Weigel

The Next Ted Cruz Goes to a Civil War Revival Meeting

My latest piece looks at a trio (and a half) of candidates running to the right in red states, pledging their allegiance to the Ted Cruz/Mike Lee model of “hell no” governance. I lead off with Chris McDaniel, who launched his campaign for U.S. Senate in Mississippi 24 hours after the deal to end the shutdown was reached. He won’t vote to raise the debt limit without concessions; he would have filibustered alongside Cruz et al.

I regret talking to McDaniel before Tim Murphy plunged into the Internet and noticed that McDaneil does not turn down invitations to talk to groups who think the wrong side won the War of Northern Aggression.

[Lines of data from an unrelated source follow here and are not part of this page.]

PR #309, opened 2021-05-11
Update minimum supported Ruby versions

mutecipher:
Signed-off-by: Cory Hutchison <cory.hutchison@shopify.com>

### Motivation

Ruby 2.4 support has ended as of Apr 5, 2020. As well, Ruby 2.5 support
has ended as of the end of March 2021. So this PR removes support for
those two versions and updates the related CI pipelines to test against
the currently supported versions:

2.6, 2.7 and 3.0

### Implementation

Update `tapioca.gemspec` to specify a minimum Ruby version of `>= 2.6` and update the GitHub workflow.

### Tests

No specific changes to tests required.

### DIFF
--- a/.github/workflows/ci.yml
+++ b/.github/workflows/ci.yml
@@ -11,7 +11,7 @@ jobs:
     strategy:
       fail-fast: false
       matrix:
-        ruby: [ 2.4, 2.5, 2.6, 2.7 ]
+        ruby: [ 2.6, 2.7, 3.0 ]
     name: Test Ruby ${{ matrix.ruby }}
     steps:
       - uses: actions/checkout@v2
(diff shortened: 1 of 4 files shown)


rafaelfranca (approved):

vinistock (approved):

rafaelfranca:
While I support removing old rubies it seems sorbet is still supporting 2.4. I think we need to make a decision based in the cost. Can you create a branch that keep support to 2.4 and 2.5 to see how hard it is to support both?

mutecipher:
Existing PR already in place (https://github.com/Shopify/tapioca/pull/203). Gonna piggy back off it. Also, going to split up some of the work into separate PRs.

PR #329, opened 2021-05-25
Serialize generic types with unspecified type variables

paracycle:
### Motivation

The generic serialization code is serializing generic types with unspecified type variables incorrectly. Sorbet currently allows one to type `Foo.new` even if `Foo` is a generic type that expects type variables, and treats `Foo.new` as if it was `Foo[T.untyped].new` or similar.

However, Sorbet complains about `T.let(T.unsafe(nil), Foo)` usage, with the error message saying that `Foo` is a generic class without type arguments.

Thus, if the user code has a constant definition like `FOO = Foo.new` (where `Foo` is a generic class), then the generated RBI code for it, `FOO = T.let(T.unsafe(nil), Foo)` would end up raising a type checking error.

### Implementation

The fix is to treat generic types differently when grabbing their name. If their name does not already have the type variables, then we add `T.untyped` for each of the type variables it would expect and generate the type name like that.

### Tests

Added an extra test to check for this specific case.

### DIFF
--- a/lib/tapioca/compilers/symbol_table/symbol_generator.rb
+++ b/lib/tapioca/compilers/symbol_table/symbol_generator.rb
@@ -145,7 +145,15 @@ module Tapioca
         def compile_object(tree, name, value)
           return if symbol_ignored?(name)
           klass = class_of(value)
-          klass_name = name_of(klass)
+
+          klass_name = if klass == ObjectSpace::WeakMap
+            # WeakMap is an implicit generic with one type variable
+            "ObjectSpace::WeakMap[T.untyped]"
+          elsif T::Generic === klass
+            generic_name_of(klass)
+          else
+            name_of(klass)
+          end
 
           if klass_name == "T::Private::Types::TypeAlias"
             tree << RBI::Const.new(name, "T.type_alias { #{T.unsafe(value).aliased_type} }")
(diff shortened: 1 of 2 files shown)


lib/tapioca/compilers/symbol_table/symbol_generator.rb
```diff
@@ -145,7 +145,15 @@ def compile_alias(tree, name, constant)
         def compile_object(tree, name, value)
           return if symbol_ignored?(name)
           klass = class_of(value)
-          klass_name = name_of(klass)
+
+          klass_name = if klass == ObjectSpace::WeakMap
+            # WeakMap is an implicit generic with one type variable
+            "ObjectSpace::WeakMap[T.untyped]"
```
Morriar, line 151: Why can't we treat this one like the other classes extending `T::Generic`? https://github.com/sorbet/sorbet/blob/master/rbi/stdlib/objspace.rbi#L170-L171

paracycle: As you point out, the fact that this is generic is encoded in the RBI file, but no artifact of that exists at runtime.

vinistock (approved):

lib/tapioca/compilers/symbol_table/symbol_generator.rb
Morriar: I wonder if such a list should exist in `sorbet-runtime` so it can "tag" known generic types?

paracycle: TBH, there aren't that many of them, and, IMO, `ObjectSpace::WeakMap` shouldn't be marked as a generic type anyway. I'll see what upstream thinks about making it non-generic.

Morriar: I think `sorbet-runtime` could leave some info in the instance about this so we can pick it up from `tapioca`

PR #330, opened 2021-05-25
Treat default gems properly

paracycle:
### Motivation

If the version of a default gem specified in the `Gemfile` is the version of that default gem that is bundled with the Ruby version, then Bundler just uses the default gem from the Ruby library directory.

But Bundler still acts like the gem is installed in where it would have been, which prevents Tapioca from generating a proper RBI for the gem and we end up generating an empty gem.

### Implementation

This PR makes sure that if a gem is marked as a default gem, we check against the files listed in its gemspec inside the Ruby library folder instead of looking inside what the gem install folder would have been.

### Tests

No added tests.

### DIFF
--- a/lib/tapioca/gemfile.rb
+++ b/lib/tapioca/gemfile.rb
@@ -108,8 +108,14 @@ module Tapioca
 
       sig { returns(T::Array[Pathname]) }
       def files
-        @spec.full_require_paths.flat_map do |path|
-          Pathname.glob((Pathname.new(path) / "**/*.rb").to_s)
+        if default_gem?
+          @spec.files.map do |file|
+            ruby_lib_dir.join(file)
+          end
+        else
+          @spec.full_require_paths.flat_map do |path|
+            Pathname.glob((Pathname.new(path) / "**/*.rb").to_s)
+          end
         end
       end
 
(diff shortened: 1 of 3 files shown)


lib/tapioca/gemfile.rb
```diff
@@ -125,11 +131,25 @@ def rbi_file_name
...
+        else
+          to_realpath(path).start_with?(full_gem_path) || has_parent_gemspec?(path)
+        end
       end
 
       private
 
+      sig { returns(T::Boolean) }
+      def default_gem?
+        @spec.respond_to?(:default_gem?) && @spec.default_gem?
```
vinistock, line 145: Is the `respond_to?` for older versions of Bundler? When would it not respond to `default_gem?`?

vinistock (approved):

lib/tapioca/gemfile.rb
paracycle: I think so. To be perfectly honest, I cargo-culted it from [some of the Bundler code](https://github.com/rubygems/rubygems/blob/96e5cff3df491c4d943186804c6d03b57fcb459b/bundler/lib/bundler/rubygems_integration.rb#L94) that was doing similar checks so I assumed it could be an older version Rubygems, maybe.

PR #331, opened 2021-05-25
Suppress call validation errors during CLI run

paracycle:
### Motivation

The way we modify generic types means we sometimes are not able to properly validate inline checks or call signatures. For that reason, Tapioca tries to run with most stuff turned off.

However, there is a call validation that happens inside `T::Props::Private::SetterFactory#build_setter_proc` which does not respect the `default_checked_level` value.

### Implementation

To suppress those errors from being raised at runtime in production, we need to explicitly suppress call validation errors by setting a no-op handler.

### Tests

No tests.

### DIFF
--- a/exe/tapioca
+++ b/exe/tapioca
@@ -5,6 +5,8 @@ require 'sorbet-runtime'
 
 begin
   T::Configuration.default_checked_level = :never
+  # Suppresses call validation errors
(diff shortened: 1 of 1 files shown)


ttonelli (commented):
thanks!

PR #1049, opened 2022-07-08
Add table of contents to README 

wildmaples:
### Motivation

* Add table of contents to README 
* Link to `Migrating to Tapioca` on the README 

### Implementation
N/A

### Tests
N/A

PR #1068, opened 2022-07-19
Auto-generate Table of Contents

egiurleo:
Based off of @wildmaples's work in #1049 

### Motivation
The Tapioca README is getting kind of long, and a table of contents would make it easier to navigate without scrolling.

### Implementation
Use the [TOC Generator](https://github.com/marketplace/actions/toc-generator) GitHub action to push a commit updating the table of contents every time the README is changed.

Here's what the auto-generated table of contents looks like:

Screen Shot 2022-07-19 at 12 32 44 PM


Morriar (commented):
I think it would make more sense to do this locally from `bin/readme`.

PR #1074, opened 2022-07-22
Don't crash on rails < 7

fsateler:
The method `subtype` was made public in rails 7, but it did exist previously so we can use it via `send`.

### Motivation

With rails < 7, tapioca dsl crashes with: `lib/tapioca/dsl/helpers/active_record_column_type_helper.rb:122:in 'enum_setter_type': private method 'subtype' called for #<ActiveRecord::Enum::EnumType:0x000055c8a8aefb70> (NoMethodError)`

### Implementation

subtype was not public in rails 6, but it did exist since at least 5.0 https://github.com/rails/rails/blob/v5.0.0/activerecord/lib/active_record/enum.rb#L143

### Tests

No idea how to add a test for this.

### DIFF
--- a/lib/tapioca/dsl/helpers/active_record_column_type_helper.rb
+++ b/lib/tapioca/dsl/helpers/active_record_column_type_helper.rb
@@ -119,7 +119,8 @@ module Tapioca
 
         sig { params(column_type: ActiveRecord::Enum::EnumType).returns(String) }
         def enum_setter_type(column_type)
-          case column_type.subtype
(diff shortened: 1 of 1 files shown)


paracycle (approved):

rafaelfranca:
I don't see a failure when I run tapioca against Rails 6.1 before this patch. Is this helper being tested?

rafaelfranca:
Ah, found it. It is because the enum definition doesn't work in Rails 6.1, so I had to change that before seeing this failure.

PR #1079, opened 2022-07-28
Generate enum module definitions

### LINKED ISSUE #604: protobuf dsl compiler does not create type definitions for enums
Method signatures which return an enum are generated correctly, but no definitions of the enums themselves are generated.

There is an example of this in the test suite already https://github.com/Shopify/tapioca/blob/afcecf2da3e3b0288978b1acc02f37ac5a4650a7/spec/tapioca/compilers/dsl/protobuf_spec.rb#L151

No rbi is generated for `Cart::VALUE_TYPE` which will result in type errors (`Unable to resolve constant`)

georgebrock:
### Motivation

Fixes #604 

### Implementation

This PR is an update to #607 with a few extra commits to make the following changes:

- The return type of all setter methods is set to `void` because Ruby ignores return values from setter methods.
- The return type of enum value getter methods is changed to `T.any(Symbol, Integer)` to account for how Protobuf handles invalid enum values.

### Tests

Includes updated tests 👍

### DIFF
--- a/lib/tapioca/compilers/dsl/protobuf.rb
+++ b/lib/tapioca/compilers/dsl/protobuf.rb
@@ -64,7 +64,6 @@ module Tapioca
         class Field < T::Struct
           prop :name, String
           prop :type, String
-          prop :setter_type, String
           prop :init_type, String
           prop :default, String
         end
@@ -167,7 +166,6 @@ module Tapioca
               Field.new(
                 name: descriptor.name,
                 type: type,
-                setter_type: type,
                 init_type: "T.nilable(T.any(#{type}, T::Hash[#{key_type}, #{value_type}]))",
                 default: "Google::Protobuf::Map.new(#{default_args.join(", ")})"
               )
@@ -181,7 +179,6 @@ module Tapioca
               Field.new(
                 name: descriptor.name,
                 type: type,
-                setter_type: type,
                 init_type: "T.nilable(T.any(#{type}, T::Array[#{elem_type}]))",
                 default: "Google::Protobuf::RepeatedField.new(#{default_args.join(", ")})"
               )
@@ -192,7 +189,6 @@ module Tapioca
             Field.new(
               name: descriptor.name,
               type: type,
-              setter_type: type,
               init_type: "T.nilable(#{type})",
               default: "nil"
             )
@@ -215,7 +211,7 @@ module Tapioca
 
           klass.create_method(
             "#{field.name}=",
-            parameters: [create_param("value", type: field.setter_type)],
+            parameters: [create_param("value", type: field.type)],
             return_type: "void"
           )
 
--- a/lib/tapioca/compilers/dsl/protobuf.rb
+++ b/lib/tapioca/compilers/dsl/protobuf.rb
@@ -167,7 +167,7 @@ module Tapioca
                 name: descriptor.name,
                 type: type,
                 setter_type: type,
-                init_type: "T.any(#{type}, T::Hash[#{key_type}, #{value_type}])",
+                init_type: "T.nilable(T.any(#{type}, T::Hash[#{key_type}, #{value_type}]))",
                 default: "Google::Protobuf::Map.new(#{default_args.join(", ")})"
               )
             else
@@ -181,7 +181,7 @@ module Tapioca
                 name: descriptor.name,
                 type: type,
                 setter_type: type,
-                init_type: "T.any(#{type}, T::Array[#{elem_type}])",
+                init_type: "T.nilable(T.any(#{type}, T::Array[#{elem_type}]))",
                 default: "Google::Protobuf::RepeatedField.new(#{default_args.join(", ")})"
               )
             end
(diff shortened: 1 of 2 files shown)


KaanOzkan (commented):
@georgebrock Can you complete the CLA step?

paracycle:
> * The return type of all setter methods is set to `void` because Ruby ignores return values from setter methods.

I don't think this is quite correct. In Ruby the setter always returns the value that was passed in, regardless of what the setter method returns:
```
[1] pry(main)> def a=(value)
[1] pry(main)*   :foo
[1] pry(main)* end
=> :a=
[2] pry(main)> a = 42
=> 42
```

Moreover, the return value is NOT ignored, since it is essential for doing chained sets like `a = b = c = 1` (which roughly translates to `send(:a=, send(:b=, send(:c=, 1)))`).

georgebrock:
> I don't think this is quite correct. In Ruby the setter always returns the value that was passed in, regardless of what the setter method returns

There's a subtle but important difference between the value of the assignment expression and the return value of the setter method. Here's a (slightly modified[^1]) version of the example you gave:

```
[1] pry(main)> def a=(value)
[1] pry(main)*   :foo
[1] pry(main)* end
=> :a=
[2] pry(main)> self.a = 42
=> 42
```

What we're seeing as the resulting value in pry is the result of Ruby interpreting the assignment expression `self.a = 42`, and while the `#a=` method is called as part of this expression its return value isn't what determines the value of the expression.

We can prove that the _return value_ is `:foo` if we use `#send` or `Method#call` to invoke the method directly[^1] instead of implicitly invoking it as part of an assignment expression:

```
[3] pry(main)> self.send(:a=, 42)
=> :foo
[4] pry(main)> self.method(:a=).call(42)
=> :foo
```

You gave an example of chained assignments being equivalent to composed calls to `#send`, but we can see from the behaviour of `#call` that isn't the case.

<details>
<summary>We can write that example out in full to see the difference …</summary>

``` ruby
def a=(v)
  puts "#a= called with #{v}"
  return :foo
end

def b=(v)
  puts "#b= called with #{v}"
  return :bar
end

def c=(v)
  puts "#c= called with #{v}"
  return :baz
end
```

```
[4] pry(main)> self.a = self.b = self.c = 42
#c= called with 42
#b= called with 42
#a= called with 42
=> 42
[5] pry(main)> self.send(:a=, self.send(:b=, self.send(:c=, 42)))
#c= called with 42
#b= called with baz
#a= called with bar
=> :foo
```

</details>

Even if we use syntax that looks more like a method call than a typical assignment, Ruby still interprets it as an assignment expression:

```
[5] pry(main)> self.a=(42)
=> 42
```

<details>
<summary>If we want to get really in the weeds …</summary>

… we can prove that this last example really is interpreted as an assignment expression instead of a method call by running it through the Ruby parser and inspecting the AST:

```
[6] pry(main)> require 'ripper'
[7] pry(main)> require 'pp'
[8] pry(main)> pp Ripper.sexp('self.a=(42)')
[:program,
 [[:assign,
   [:field,
    [:var_ref, [:@kw, "self", [1, 0]]],
    [:@period, ".", [1, 4]],
    [:@ident, "a", [1, 5]]],
   [:paren, [[:@int, "42", [1, 8]]]]]]]
```

Compared to the AST of a method call to a non-setter method:

```
[9] pry(main)> pp Ripper.sexp('self.a(42)')
[:program,
 [[:method_add_arg,
   [:call,
    [:var_ref, [:@kw, "self", [1, 0]]],
    [:@period, ".", [1, 4]],
    [:@ident, "a", [1, 5]]],
   [:arg_paren, [:args_add_block, [[:@int, "42", [1, 7]]], false]]]]]
```

</details>


There were more detailed examples of how all of this applies to Sorbet in my comment here: https://github.com/Shopify/tapioca/pull/607#issuecomment-1196370225

[^1]: There's a minor bug in the original example. The second expression (`a = 42`) is a local variable assignment, which doesn't make use of the `#a=` method at all. I've changed it to an explicit `self.a = 42` to ensure that the method is called.

[^2]: The behaviour of `#send` and `Method#call` don't really matter in the context of this PR, since Sorbet considers the their return values to be `T.untyped`, but it helps illustrate the difference between the return value and the assignment expression.

lib/tapioca/compilers/dsl/protobuf.rb
```diff
@@ -153,7 +166,7 @@ def field_of(descriptor)
               Field.new(
                 name: descriptor.name,
                 type: type,
-                init_type: "T.any(#{type}, T::Hash[#{key_type}, #{value_type}])",
+                init_type: "T.nilable(T.any(#{type}, T::Hash[#{key_type}, #{value_type}]))",
```
paracycle, line 169: These `init_type` changes also make sense, but seem like distinct from the change this PR is trying to make. Could we make these changes in a separate PR please?

georgebrock:
CLA is now sorted.

I think I've worked through all of the feedback here, so this is probably ready for another look.

There were a couple of suggestions about splitting this out into multiple PRs, and I definitely could do that if it's still deemed necessary. It's complicated a little by the fact that I've taken over work on an existing PR here, and tried not to touch the original author's commits.

paracycle (approved):
This looks much better, thank you! I think there might be a missed expectation in the new enum module test, when that is fixed, I think this is good to ship.

Thank you 🙏

georgebrock:
@paracycle Thanks!

I pushed a commit to fix the failing test, and another to fix a small bug that I found in the process.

In August, McDaniel addressed a neo-Confederate conference in Laurel, Miss., near his hometown of Ellisville. A local chapter of the Sons of Confederate Veterans (SCV), the Jones County Rosin Heels, hosted the two-day event, which the group described in invitations as a “Southern Heritage Conference” for “politically incorrect folks.” Attendees were advised to dress in “Confederate uniforms and antebellum ball gowns or wee kilties.” McDaniel’s appearance at the Rosin Heels heritage conference was not a one-off occurrence; weeks earlier he was the keynote speaker at a separate event in Jackson… The group also purchases billboards, with messages such as “Happy birthday, President Jefferson Davis,” and “Fort Sumter was fired on when Lincoln tried to reinforce his customs house for tax collection.”

As Murphy points out, this will be wholly uncontroversial with Republican voters, unless the race ends up turning on Alexander Stephens’ defense of the Confederate Constitution. (“Our new government is founded upon exactly the opposite idea; its foundations are laid, its corner- stone rests, upon the great truth that the negro is not equal to the white man; that slavery subordination to the superior race is his natural and normal condition.”) But Murphy’s a little tough on the historian who showed up at this event and claimed that Lincoln was influenced by Marx. The two did exchange letters, albeit late into the former’s presidency.